I’ve spoken before of my love of the Ship Tavern in Holborn, and I visited there yesterday. The celebrations of Cask Ale Week were definitely on: a Theakston Mild and Bitter being the most significant and tasty offerings. After a day of checking out dead things in jars at the Hunterian Museum, nothing satisfies like a lovely pint of bitter!
Two American friends were visiting and were drinking the mild. I tried to explain the philosophy behind Cask Ale Week but it was difficult. While perusing the official website, I had little luck figuring out how to find a participating pub, or even what events were on, (don’t get me started on the picture of the well groomed college students on the site’s homepage. It’s just odd.) I was guessing when I explained it was a way to celebrate a distinctive national beverage that has been coded as unfashionable.
In the US, the microbrewery revolution has changed the kind of beer most people I know drink. The offerings at most stores are quite varied now. Many Brits who have never been to America think it’s still the land of Bud and Coors, but in metropolitan places this is not the case. My friends ordered pints of mild without having to be coaxed to do it, and one of them was…wait for it…a woman. That cask ale is associated with old bearded men was impossible to convey to them as we were sitting in the lively Ship, surrounded by all kinds of people who were drinking ale. (It’s true the women were mostly drinking, you guessed it, white wine.)

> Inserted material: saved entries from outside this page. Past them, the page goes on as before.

Issue #466, opened 2026-07-21
perf(macOS): codex launcher 0.3 s steady-state loops saturate syspolicyd/opendirectoryd/notifyd at multi-project scale (load avg 100+ on M4 Max; −70% spawns measured with 5 s poll)


msdjzmst:
## Summary

On macOS, the codex driver's steady-state supervision loops saturate the OS's process-launch service daemons (`syspolicyd`, `opendirectoryd`, `notifyd`, `launchd`) when running many roles in parallel. On a Mac Studio M4 Max (16 cores, 128 GB) with ~12 codex roles across 8 projects, load average reached **99–116** with 0% idle, with the daemons pinned for days (measured 3.5-day averages: syspolicyd ~36%, opendirectoryd ~26%, notifyd ~18%).

This is the macOS counterpart of the subprocess-spawn hot-path class already tracked in #449 (Windows) and #462 (double sqlite3 spawn per DB access).

## Root cause (measured)

Sampling new-process creation over 5 s attributed **55 of 77 spawns to `codex-bridge-launcher.sh`**:

1. **Launcher steady-state loops poll every 0.3 s.** Both the dispatcher loop and each role child's supervision loop run `safety_fingerprint` / reuse checks each iteration, spawning `identities.sh` + `awk` + `sort` + 2× `sqlite3` (amplified by #462) per role every 0.3 s. With 12 roles this alone is ~50–100 process spawns/sec, continuously.
2. **`watch-once.sh` default `--interval 2`** adds a bash/sqlite3 chain every 2 s per bridge.

Each spawn triggers a Gatekeeper code-sign check (`syspolicyd`), a directory lookup (`opendirectoryd`), and lifecycle notifications (`notifyd`), so the churn cost lands on system daemons rather than on the agmsg processes themselves — easy to miss when profiling only agmsg's own CPU.

## Mitigation tested (numbers)

| change | spawn rate | load avg (1 min) |
|---|---|---|
| baseline (0.3 s launcher loops + 2 s watch-once) | ~13/s | 99–116 |
| `AGMSG_WATCH_ONCE_INTERVAL=10` | ~13/s (launcher dominates) | ~60 |
| + launcher steady loops 0.3 s → 5 s | **3.9/s (−70%)** | **15–20** |

[...]

Issue #449, opened 2026-07-20
perf(windows): identity/inbox hook hot path spawns hundreds of subprocesses (40-80 s measured); proposal: Node hot-path with bash fallback


koujimatsumoto76-spec:
## Environment

- agmsg v1.1.6 (npm install) + 3 local patches: (1) a stdin-guard/teardown patch touching `session-start.sh`/`session-end.sh`, with a monitor fast-arm in the codex monitor shim (not in `session-start.sh` itself); (2) a codex-bridge `node:sqlite` inbox read; (3) a launcher PID fix. None of them modify the identity/inbox code sections measured below, but all numbers were taken WITH these patches applied.
- Windows 11, Git Bash (MSYS2), codex-cli 0.144.6, Claude Code; WinGet sqlite3 CLI behind a CR-strip wrapper (cf. #184).
- Prototype/measurements are against v1.1.6; we will re-verify against current upstream before any PR.

## Symptom (measured Codex/Claude hook entry points)

| path | wall time (measured, this machine) |
|---|---|
| `check-inbox.sh` (Stop hook, turn mode) | 80.8 s |
| `session-start.sh` (SessionStart, monitor mode) | 37-46 s |
| `whoami.sh` | 46 s |
| `identities.sh` alone | 9-27 s |

In turn mode this cost is paid on every assistant turn; in monitor mode on every session start (the SessionStart hook is synchronous, so the CLI appears to hang for over half a minute at launch).

## Reproduction

On Windows/Git Bash with at least one registered (team, agent) pair:

```
rm -f run/.lastcheck-<agent>   # reset the cooldown first, or check-inbox returns in ms and you measure nothing
time scripts/check-inbox.sh codex /path/to/project
time scripts/whoami.sh /path/to/project codex
PS4='+ $EPOCHREALTIME ' bash -x scripts/whoami.sh /path/to/project codex 2>trace.txt
```

(Paths relative to the installed skill dir, e.g. `~/.agents/skills/agmsg/`.) The trace shows no single slow call; the time is the sum of hundreds of short-lived processes. When later measuring the proposed Node path, verify its path marker on stderr so a silent bash fallback is not measured as the Node result.

## Analysis

- Every SQL-escape (`sed`), CR strip (`tr`), `$(...)` substitution and pipe stage is a separate process; each `sqlite3` query on this setup goes through the CR-strip wrapper (bash + sqlite3.exe + tr; measured 1.5-2.7 s per query).
[...]

PR #494, opened 2026-07-26
fix(storage): memoize the sqlite3 -escape probe instead of re-running it

### LINKED ISSUE #462: perf: agmsg_sqlite re-runs the -escape probe on every call (command substitution defeats the memo) — 2x sqlite3 spawns on every DB access
## Summary

`agmsg_sqlite` calls `_agmsg_escape_flag` **inside a command substitution**:

```sh
agmsg_sqlite() {
  sqlite3 $(_agmsg_escape_flag) -cmd ".timeout ${AGMSG_BUSY_TIMEOUT:-5000}" "$@"
}
```

`$(...)` runs in a subshell, so the memo variables `_AGMSG_ESCAPE_PROBED` / `_AGMSG_ESCAPE_FLAG` are
assigned in that subshell and discarded when it exits. The probe

```sh
sqlite3 -escape off :memory: "SELECT 1;"
```

therefore runs on **every** `agmsg_sqlite` call, not once. Every DB access spawns **2** `sqlite3`
processes instead of 1.

The comment on `_agmsg_escape_flag` says "probe once", so this looks unintended rather than by design.

Still present on `main` (checked `scripts/lib/storage.sh` L81-94 via the API today).

## Reproduction

```sh
cd ~/.agents/skills/agmsg/scripts

cat > /tmp/probe_test.sh <<'EOF'
source lib/storage.sh
sqlite3() { echo CALL >> /tmp/c.txt; command sqlite3 "$@"; }
: > /tmp/c.txt
for i in 1 2 3 4 5; do agmsg_sqlite :memory: "SELECT 1;" >/dev/null 2>&1; done
echo "agmsg_sqlite x5 -> sqlite3 $(wc -l < /tmp/c.txt) invocations"
EOF

bash /tmp/probe_test.sh
```

Measured on my machine:

```
agmsg_sqlite x5 -> sqlite3 10 invocations
```

Expected: 6 (one probe + five queries).

## Proposed fix

Call the function normally so the memo survives, and expand the flag as a variable:

```sh
agmsg_sqlite() {
  [ -n "$_AGMSG_ESCAPE_PROBED" ] || _agmsg_escape_flag >/dev/null
  # shellcheck disable=SC2086  # intentional split: "-escape off" -> two args, or none
  sqlite3 $_AGMSG_ESCAPE_FLAG -cmd ".timeout ${AGMSG_BUSY_TIMEOUT:-5000}" "$@"
}
```

Verified locally with the same harness:

```
current : agmsg_sqlite x5 -> sqlite3 10 invocations
proposed: agmsg_sqlite x5 -> sqlite3  6 invocations
```

and the raw-byte behaviour of `-escape off` is preserved — `SELECT 'x'||char(31)||'y'` produces a
byte-identical result under both versions (checked with `od -c`), so the `#102` / `#143` fix is not
regressed.

I am happy to open a PR if you'd like it in this shape.

## Why this matters more on Windows

- **#449** measures 1.5-2.7 s per `sqlite3` query on this kind of setup (WinGet `sqlite3` behind the
  CR-strip wrapper, MSYS process creation being orders of magnitude more expensive than a Linux fork).
  The duplicate probe doubles that cost on every DB-backed path, including the identity/inbox hot path
  that issue is about. This is a much smaller, independent change than the Node hot-path proposal there,
  and it does not conflict with it.

- `watch.sh` polls the store every `delivery.monitor.poll_interval` seconds (default 5). Each poll is
  therefore **2** native `sqlite3.exe` spawns per watcher, and a team with several agent windows
  registered produces a steady stream of short-lived native process creations.

- User-visible symptom here: on Windows 11 + Git Bash, **console windows flash on and off continuously**
  while working, which is distracting during long sessions. Raising `delivery.monitor.poll_interval`
  (20 -> 30) reduces the flashing frequency, which is consistent with the watcher poll being the source.

  To be precise about what is and is not established: the doubled spawn count above is **measured**.
  The causal link from those spawns to the console flashing is **strongly indicated but not yet
  A/B-verified** on my side — I am reporting it as the motivating symptom, not as a proven fact. The
  defect stands on its own regardless.

## Environment

- agmsg v1.1.6 (installed skill dir); defect also present on `main` (v1.1.10) as noted above
- Windows 11 (10.0.26200.8894), Git Bash (MSYS2)
- sqlite3 3.53.2 (WinGet)
- Claude Code, monitor mode, multiple agent windows in one team

## Related

- #449 — same root-cause family (Windows subprocess cost); this halves the `sqlite3` spawns measured there
- #184 — CR-strip wrapper around the WinGet `sqlite3`
- #102 / #143 — why `-escape off` is needed at all

fujibee:
Fixes #462, reported by @claude-lab-japan with the mechanism, a reproduction harness and invocation counts.

## The defect

`agmsg_sqlite` called `_agmsg_escape_flag` inside a command substitution:

```sh
sqlite3 $(_agmsg_escape_flag) -cmd ".timeout ..." "$@"
```

`$(...)` runs in a subshell, so the `_AGMSG_ESCAPE_PROBED` / `_AGMSG_ESCAPE_FLAG` assignments were discarded when that subshell exited. The probe `sqlite3 -escape off :memory: "SELECT 1;"` therefore ran again on the next call, and **every database access spawned two sqlite3 processes instead of one**. The function's own comment says "probe once", so this was unintended rather than by design.

## The fix

Run the probe in the current shell and expand the flag as a variable, which is the shape proposed in the issue.

## Measured

Counting shim, five queries in one shell:

| | sqlite3 invocations |
|---|---|
| before | 10 |
| after | 6 (five queries + one probe) |

Once the memo is primed, five queries made inside command substitutions drop from 10 invocations to 5, because subshells inherit shell variables.

## What this does not fix

The memo is **per shell, not per machine**. A process whose first database access happens inside a command substitution still probes in that subshell, so a one-shot script making a single query pays the same two invocations as before. Eliminating that would require caching the probe result across processes, which is a separate change with its own staleness questions.

## No behaviour change

`SELECT 'x'||char(31)||'y'` is byte-identical before and after (checked with `od -c`), so the raw-separator behaviour behind #102 / #143 is not regressed.

## Tests

Two regression tests count real sqlite3 invocations through a shim. Both fail on the unfixed code and pass with the fix; the existing storage, inbox and messaging suites (48 tests) stay green.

My friend Laura picked up a flyer announcing the events of Cask Ale Week at the pub, one of which headlined with the pun, “femALE” day. It addressed us as Ladies, and my friend said, “See, they’ve gone wrong right there. Ladies?” To an American ear the word lady is an insult. It’s something Jerry Lewis yells. No one wants to be addressed as a lady– which either means you are a granny, a member of the Christian Right or the recipient of some stranger’s anger. Here it’s perfectly normal, and even polite, to refer to a woman as a lady. I still vaguely resent it, and all the ideas that come packaged in that word–which is probably why I engage in such unladylike activities like beer blogging.
The flyer suggested we try some cask ale for £1 on the 15th of April, technically two days after Cask Ale Week is over. Presumably we don’t have to wear a hat and gloves to partake of our cheeky half, just a pair of XX chromosomes.
And what a lovely pair of XX chromosomes they are, dahlin’. Phwoar!
Haha! They’re real!
You’re right that the word ‘lady’ does not have the associations in England that it has in America, but in certain circumstances it can be seen as patronising, especially in the phrase ‘little ladies’. On balance, it’s probably best left for small children. In pubs, I’ve known the phrase ‘lady’s glass’ to raise some women’s hackles.
Rednev, I’m relieved to hear this– that it’s also patronizing here. When I first started working here people in the office called me the “new lady” and I don’t think they meant it badly but it was really strange to hear it!
Is a “lady’s glass” a half pint?
…and it’s ladies night tonight at the Palace Hotel Ballroom. 😀
It gives new meaning to Cheez ploughmans.
Ah- yes…”hello bitches” say thee, followers of Chas. Bukowski.
Indeed, there are so many options. Ah, the grand panoply of misogyny!
I don’t know whether it’s just a Northern thing, but in many pubs, if you order a half with a pint, you may be asked, “Is it for a lady?” If yes, they will produce a lady’s glass, which is usually a shapely half-pint glass with a stem.
In the context of your workplace, I’m sure it was meant as a courtesy, as – believe it or not – even the term woman can sometimes be seen as being faintly discourteous, although that is very old-fashioned now. It’s a minefield, isn’t it?
Hi Rednev–
Wow–the whole “ladies’ glass-with-a-stem” thing is something beer marketers are proposing for women. I guess in the North they are already hip to that.
I realized that “woman” is a vaguely insulting term when I asked at the office why they didn’t just call women, women? They looked at me like I was crazy. It seems so old fashioned, as you say.
I have to tell you that I don’t approve of those yuppies on their flyer. Pub ads should always show guys with big mustaches sitting in wasted clothes on wooden stools and chairs with a few bawdy ladies in the corner with a crowd admiring the 3 inches of bare skin peeking through 87 layers of dress fabric. Seriously, modern life is a redundancy.
So, you’ve been to my local? har har.
I think the flyer would be much improved by some non-ironic mustaches and more lady-bawd.
“and a crowd”…too many with’s!
The two withs make it all sound kind of breathless and obsessive. Always a good stylistic approach.